> Work order
Check the data underneath for lines holding the word "Issue", and state only how many you find.
===== Information
Issue #795, opened 2023-03-07
Allow import of ignored columns - Suggested Feature


kgilje:
I don't know how common this would be for others, but I have models where I obfuscate personal information like username columns from the website interface.  To do this I use the ignore_columns function in the model.  However, inside the import with no validation, the columns are restricted to what you get by model_name.class_hash.  I wrote a work around that reproduced portions of that import code that compared columns instead to ActiveRecord::Base.connection.schema_cache.columns_hash(model_name.table_name) which picks up the the ignored columns and all their attributes in addition to the "normal" columns. 

Where my import breaks with the current code using ignored columns in the input csv.
https://github.com/zdennis/activerecord-import/blob/748309d1ae03fc1fe56d58e54c634a003408c706/lib/activerecord-import/import.rb#L795

Not sure of the complication level of a change like this, but it could be useful to others.

jkowens:
Resolved by #799

Issue #728, opened 2021-03-22
Support for alias_attributes


OskarEichler:
Hey Zach,

First of all - amazing job with this gem! Our database has much fever anxiety attacks thanks to your work!

Secondly: When trying to perform a .import on a model with an alias_attribute, unfortunately we're getting an error message that the column does not exist. 

Would it be possible to add support for that? Thanks so much!

All the best,
Oskar

P.S. Example:

Model - YoutubeArtistRecord
Column - :source_artist_id
alias_attribute - :source_entity_id, :source_artist_id

When performing import with :source_artist_id everything works, but when using :source_entity_id we get an error.

OskarEichler:
I think the implementation for this would be pretty quick, by doing the following:

```
alias_attributes = self.attribute_aliases.symbolize_keys.transform_values!(&:to_sym)
columns.map { |column| alias_attributes[column] || column}
```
==========
> Written reply
2